= What you need to do =
Your answer is a copy of every line in the records where "buffering" appears.

Data items
*-*-*

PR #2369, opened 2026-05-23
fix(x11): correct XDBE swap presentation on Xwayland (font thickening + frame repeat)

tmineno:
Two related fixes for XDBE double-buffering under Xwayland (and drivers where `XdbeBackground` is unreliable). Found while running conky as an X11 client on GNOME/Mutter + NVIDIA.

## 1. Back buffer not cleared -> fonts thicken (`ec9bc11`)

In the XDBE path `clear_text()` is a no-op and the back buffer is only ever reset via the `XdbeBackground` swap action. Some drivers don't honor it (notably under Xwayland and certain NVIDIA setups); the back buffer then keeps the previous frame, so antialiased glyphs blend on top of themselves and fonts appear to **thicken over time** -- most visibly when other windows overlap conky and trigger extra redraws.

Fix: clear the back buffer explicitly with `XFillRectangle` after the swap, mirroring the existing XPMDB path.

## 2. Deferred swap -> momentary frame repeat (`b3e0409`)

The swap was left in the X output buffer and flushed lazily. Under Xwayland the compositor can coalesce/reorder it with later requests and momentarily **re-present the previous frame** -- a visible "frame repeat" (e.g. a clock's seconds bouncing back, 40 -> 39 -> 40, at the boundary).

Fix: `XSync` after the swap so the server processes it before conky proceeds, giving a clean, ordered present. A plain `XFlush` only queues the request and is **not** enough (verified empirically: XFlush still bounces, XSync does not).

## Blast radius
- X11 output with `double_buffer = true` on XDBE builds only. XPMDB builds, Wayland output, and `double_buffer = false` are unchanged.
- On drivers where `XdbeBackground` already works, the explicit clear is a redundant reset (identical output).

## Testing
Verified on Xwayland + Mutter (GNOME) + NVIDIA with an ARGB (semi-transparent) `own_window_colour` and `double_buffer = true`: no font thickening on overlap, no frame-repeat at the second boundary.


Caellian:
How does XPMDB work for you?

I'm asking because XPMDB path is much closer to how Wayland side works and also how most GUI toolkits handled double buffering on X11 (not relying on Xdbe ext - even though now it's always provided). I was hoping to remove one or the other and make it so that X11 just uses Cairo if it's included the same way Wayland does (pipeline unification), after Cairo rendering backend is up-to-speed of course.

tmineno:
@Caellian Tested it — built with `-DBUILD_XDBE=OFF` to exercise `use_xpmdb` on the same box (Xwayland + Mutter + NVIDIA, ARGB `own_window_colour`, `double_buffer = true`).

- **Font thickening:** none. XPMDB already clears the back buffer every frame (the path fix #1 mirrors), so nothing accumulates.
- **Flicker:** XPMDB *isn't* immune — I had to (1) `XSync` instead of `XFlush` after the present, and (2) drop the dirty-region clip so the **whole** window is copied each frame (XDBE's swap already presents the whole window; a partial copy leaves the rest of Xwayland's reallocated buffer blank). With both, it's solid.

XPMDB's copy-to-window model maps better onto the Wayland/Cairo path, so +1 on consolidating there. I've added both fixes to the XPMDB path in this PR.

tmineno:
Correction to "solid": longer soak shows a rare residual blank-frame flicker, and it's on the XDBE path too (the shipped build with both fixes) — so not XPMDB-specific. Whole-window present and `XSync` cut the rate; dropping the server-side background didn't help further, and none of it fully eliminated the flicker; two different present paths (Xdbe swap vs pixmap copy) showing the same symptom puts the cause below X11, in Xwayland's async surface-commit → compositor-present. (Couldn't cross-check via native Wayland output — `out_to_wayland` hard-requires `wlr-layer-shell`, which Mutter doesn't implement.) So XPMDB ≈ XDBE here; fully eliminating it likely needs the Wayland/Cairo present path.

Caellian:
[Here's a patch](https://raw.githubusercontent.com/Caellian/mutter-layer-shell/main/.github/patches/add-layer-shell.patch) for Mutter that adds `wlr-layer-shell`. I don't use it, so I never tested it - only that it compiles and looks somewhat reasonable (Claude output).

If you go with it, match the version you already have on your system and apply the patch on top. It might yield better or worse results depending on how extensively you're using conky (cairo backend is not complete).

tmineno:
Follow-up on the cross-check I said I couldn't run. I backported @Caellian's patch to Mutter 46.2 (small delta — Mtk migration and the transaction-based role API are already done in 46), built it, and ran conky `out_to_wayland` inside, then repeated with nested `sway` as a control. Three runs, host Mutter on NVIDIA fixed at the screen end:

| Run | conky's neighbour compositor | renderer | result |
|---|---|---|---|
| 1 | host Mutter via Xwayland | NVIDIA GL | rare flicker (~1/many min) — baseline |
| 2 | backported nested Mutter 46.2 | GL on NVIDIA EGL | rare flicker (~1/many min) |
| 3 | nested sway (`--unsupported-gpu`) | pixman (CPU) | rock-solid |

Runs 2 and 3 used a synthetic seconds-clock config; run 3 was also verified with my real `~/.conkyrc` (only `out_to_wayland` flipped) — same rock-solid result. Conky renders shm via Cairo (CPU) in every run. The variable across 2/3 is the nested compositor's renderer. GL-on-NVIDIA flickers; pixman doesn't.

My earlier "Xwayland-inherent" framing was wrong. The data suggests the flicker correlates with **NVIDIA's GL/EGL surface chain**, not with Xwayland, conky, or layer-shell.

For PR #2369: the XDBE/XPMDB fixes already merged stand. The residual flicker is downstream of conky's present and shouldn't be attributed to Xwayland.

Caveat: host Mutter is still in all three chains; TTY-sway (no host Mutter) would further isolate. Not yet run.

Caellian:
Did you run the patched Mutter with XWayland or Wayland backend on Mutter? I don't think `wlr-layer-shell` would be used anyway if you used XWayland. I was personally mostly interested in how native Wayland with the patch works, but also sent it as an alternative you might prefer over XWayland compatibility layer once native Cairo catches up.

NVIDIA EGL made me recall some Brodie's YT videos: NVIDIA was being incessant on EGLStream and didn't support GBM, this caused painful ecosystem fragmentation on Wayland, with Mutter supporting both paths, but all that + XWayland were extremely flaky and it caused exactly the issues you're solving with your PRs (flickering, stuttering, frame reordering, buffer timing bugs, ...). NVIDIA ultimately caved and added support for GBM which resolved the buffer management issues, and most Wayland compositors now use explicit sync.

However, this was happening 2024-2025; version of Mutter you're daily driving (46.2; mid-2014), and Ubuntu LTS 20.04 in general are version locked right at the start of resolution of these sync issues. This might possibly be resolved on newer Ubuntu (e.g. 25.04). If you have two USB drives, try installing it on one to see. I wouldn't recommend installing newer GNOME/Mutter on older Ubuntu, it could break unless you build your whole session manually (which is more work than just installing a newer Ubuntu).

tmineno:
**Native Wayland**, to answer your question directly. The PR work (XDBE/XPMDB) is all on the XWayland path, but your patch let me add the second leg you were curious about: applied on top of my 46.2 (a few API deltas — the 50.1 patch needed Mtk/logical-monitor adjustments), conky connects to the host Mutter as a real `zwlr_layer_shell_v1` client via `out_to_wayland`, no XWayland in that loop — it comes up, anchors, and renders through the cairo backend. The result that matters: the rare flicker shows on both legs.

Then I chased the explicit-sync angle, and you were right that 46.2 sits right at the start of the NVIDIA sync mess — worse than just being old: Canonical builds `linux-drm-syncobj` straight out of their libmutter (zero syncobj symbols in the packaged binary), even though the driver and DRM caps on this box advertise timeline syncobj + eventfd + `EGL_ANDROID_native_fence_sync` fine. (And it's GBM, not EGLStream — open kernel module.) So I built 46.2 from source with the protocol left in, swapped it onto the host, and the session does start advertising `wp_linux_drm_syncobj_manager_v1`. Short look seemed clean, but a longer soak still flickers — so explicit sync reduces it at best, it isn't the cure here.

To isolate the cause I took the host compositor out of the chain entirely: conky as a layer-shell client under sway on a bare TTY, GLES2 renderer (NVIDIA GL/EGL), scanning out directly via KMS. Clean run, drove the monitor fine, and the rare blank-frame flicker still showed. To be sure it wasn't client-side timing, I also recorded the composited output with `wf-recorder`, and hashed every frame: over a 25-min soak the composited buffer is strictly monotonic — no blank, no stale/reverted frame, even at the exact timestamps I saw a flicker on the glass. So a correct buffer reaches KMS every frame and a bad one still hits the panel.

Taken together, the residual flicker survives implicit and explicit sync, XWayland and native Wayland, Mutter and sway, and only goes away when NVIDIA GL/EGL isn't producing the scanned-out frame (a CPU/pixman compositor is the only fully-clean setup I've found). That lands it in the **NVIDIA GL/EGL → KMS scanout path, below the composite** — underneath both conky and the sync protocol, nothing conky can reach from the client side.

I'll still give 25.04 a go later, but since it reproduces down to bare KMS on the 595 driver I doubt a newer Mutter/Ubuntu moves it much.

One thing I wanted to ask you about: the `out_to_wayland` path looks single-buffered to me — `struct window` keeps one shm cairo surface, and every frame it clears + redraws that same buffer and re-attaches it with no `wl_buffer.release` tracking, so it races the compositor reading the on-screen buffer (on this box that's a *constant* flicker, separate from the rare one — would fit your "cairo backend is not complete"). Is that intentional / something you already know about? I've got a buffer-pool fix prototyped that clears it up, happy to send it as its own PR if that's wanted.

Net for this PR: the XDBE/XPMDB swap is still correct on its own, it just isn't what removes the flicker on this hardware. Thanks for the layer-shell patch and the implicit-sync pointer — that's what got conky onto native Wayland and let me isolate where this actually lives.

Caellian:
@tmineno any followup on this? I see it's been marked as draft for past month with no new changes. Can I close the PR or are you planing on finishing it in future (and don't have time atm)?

*-*-*

= Solved problem =
Two related fixes for XDBE double-buffering under Xwayland (and drivers where `XdbeBackground` is unreliable). Found while running conky as an X11 client on GNOME/Mutter + NVIDIA.
I'm asking because XPMDB path is much closer to how Wayland side works and also how most GUI toolkits handled double buffering on X11 (not relying on Xdbe ext - even though now it's always provided). I was hoping to remove one or the other and make it so that X11 just uses Cairo if it's included the same way Wayland does (pipeline unification), after Cairo rendering backend is up-to-speed of course.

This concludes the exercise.